No decurso da minha vida profissional encontrei professores de Ingês que eram bailarinos, pianistas, cantores de canto lírico; encontrei professores de História que eram músicos; professores de Física que eram pintores; professores de Biologia que tocavam diversos instrumentos musicais, etc. Encontrei tudo isso e raramente a vontade de, nas suas horas de redução, se oferecerem aos miúdos, o que, confesso, me faz uma impressão enorme.
Falas-me no ambiente que se vive actualmente nas escolas e dou-te toda a razão. A decisão draconiana de obrigar os professores a cumprirem um horário infindável(em espaços que não existem e materiais que são uma miragem), a senhora ministra conseguiu aquilo que mais ninguém foi capaz: impedir o trabalho dos mais entusiastas.
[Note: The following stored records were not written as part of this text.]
PR #338, opened 2017-07-12
Dispose of sockets that failed to connect

### LINKED ISSUE #337: ConnectionFactory doesn't release socket on exception in CreateConnection
RabbitMq client doesn't release socket in Linux in case when RabbitMq is unreachable. 

My service opens Http endpoint and tries to connect to RabbitMq. **ConnectionFactory.CreateConnection** throws **BrokerUnreachableException** and my program retries to connect to RabbitMq after some time. Since RabbitMq does not exists on the machine (it is a valid case for my service) my application can exceed Linux limitation on sockets and it leads to impossibility to establish http connection with my service.

Linux version: Ubuntu 16.04.1 LTS
dotnet core version: 1.0.4
rabbitmq-dotnet-client version: 4.1.3

Example (without http endpoint): [Gist](https://gist.github.com/lomomike/f21de9a3f47810331a9f83deb1cfbdae)

Run result:
```
PID = 5476
Press any key to exit
[3] Cannot connect to RabbitMq
[4] Cannot connect to RabbitMq
[3] Cannot connect to RabbitMq
[4] Cannot connect to RabbitMq
[3] Cannot connect to RabbitMq
[4] Cannot connect to RabbitMq.
...
```
In second terminal:
```
lomomike@lomomike-pc:~$ sudo lsof -p 5476  | grep sock | wc -l
207
lomomike@lomomike-pc:~$ sudo lsof -p 5476 | grep sock | wc -l
239
lomomike@lomomike-pc:~$ sudo lsof -p 5476 | grep sock | wc -l
271
lomomike@lomomike-pc:~$ sudo lsof -p 5476 | grep sock | wc -l
464
lomomike@lomomike-pc:~$ sudo lsof -p 5476 | grep sock | wc -l
476
```

michaelklishin:
This makes sure that we dispose of sockets that failed to connect plus does some refactoring
and spring cleanup of the code in the area. This is for `5.0` only, so changes that will require
recompilation are intentional.

Note that WinRT version of `SocketFrameHandler` already does this.

Fixes #337.


projects/client/RabbitMQ.Client/src/client/impl/TcpClientAdapter.cs
```diff
@@ -41,8 +41,16 @@ public TcpClientAdapter(Socket socket)
 
         public virtual void Close()
         {
-            if(sock != null)
+            // TODO: Socket.Close() would be a better option here. MK.
```
kjnilsson: How come? Socket.Close simply calls Socket.Dispose anyway: https://referencesource.microsoft.com/#System/net/System/Net/Sockets/Socket.cs,1140

michaelklishin: I didn't check the source. The docs didn't make me believe they are identical. Will remove this comment then.

PR #682, opened 2020-01-07
DO NOT MERGE Reintroduce locking around socket writes

michaelklishin:
This reintroduces locking around socket writes when transmitting multiple frames at once.

While changes in #350, #354 are supposed to be safe, there's some
evidence (#681) that sometimes they are not which leads to incorrect
byte stream interleaving on the wire.


michaelklishin:
Superseded by #683.

PR #761, opened 2020-03-17
Wrapped concurrentqueue + semaphore pair together for readability, an…

michac:
…d unblocked recovery main loop during retry delay.

## Proposed Changes

In the process of changing the AutorecoveringConnection to run via the TPL versus having its own dedicated thread I noticed that the Task.Delay operations for recovery retries were being awaited. My expectation with the RecoveryLoop was that it would be able to process commands that came in during the delay, which it cannot do if it's awaiting the delay inside of a command handler.

I also think that if we're awaiting a Task.Delay without passing it a cancellation token then we won't be able to easily cancel out of an auto-recovering connection that's in a Delay, it will instead timeout in StopRecoveryLoop if RequestConnectionTimeout is less than NetworkRecoveryInterval and log a warning. I solved this by not awaiting the Task.Delay operation, it could also be solved by passing a CancellationToken.

Also I wrapped the semaphore and concurrentqueue together in a class to clarify that they were acting together (i.e. Enqueue should be followed by semaphore.Release()). This improved the readability in my opinion, but I'd be happy to take this part out if it's not popular.

## Types of Changes

- [ x] Bug fix (non-breaking change which fixes issue #NNNN)
- [ x] New feature (non-breaking change which adds functionality)

## Checklist

- [ x] I have read the `CONTRIBUTING.md` document
- [ x] I have signed the CA (see https://cla.pivotal.io/sign/rabbitmq)

## Further Comments

This is an identical copy of https://github.com/rabbitmq/rabbitmq-dotnet-client/pull/752 , I just squashed the 6 commits to one to make it less noisy. Feel free to dismiss this or the other one to get the count back to one. I also updated to a personal fork instead of one in my organization, to see if that made it possible for others to push changes. @lukebakken


michaelklishin:
Is this still relevant given the recent changes such as #772 and #775?

michaelklishin:
OK, I see what this really affects, so it seems to be relevant.

bording:
@michaelklishin This was something I was still planning on taking a closer look at. I'll still try to do that and if I see anything important.

michaelklishin:
@bording oh, OK, sorry. We can always amend this PR, of course.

No que me diz respeito, conseguiu que eu, ao fim de muitos anos, fosse incapaz de apresentar as duas peças de teatro a que habituara a comunidade. Nisso tiro-lhe o chapéu pois conseguiu tornar improdutivo o meu trabalho. Que se gabe disso!
Gostei do "post scriptum". Afinal há muitos "post scriptum" que mereceriam o epíteto de "ante criptum".
Tens toda a razão e acredito que tenhas encontrado professores com imensas vocações e talentos. Eu, talvez fruto da minha inexperiência, tenho como presente uma realidade diferente. Talvez esta realidade seja fruto das incoerências que se vivem.
A irritação era tanta que me saiu canhestra a última parte da resposta que te dei. A irritação, bem entendido, era com quem manda em mim!
Gostei da ideia do "criptum" porque é numa cripta que nos estão a meter. Voltámos aos tempos das catacumbas: só falta o novo Coliseu porque o circo está montado.
Sim, e também já há leões. Porque será que não nos vejo com ares de gladiadores?
Porque será, senhores?
Também já vejo o polegar indicando a decisão!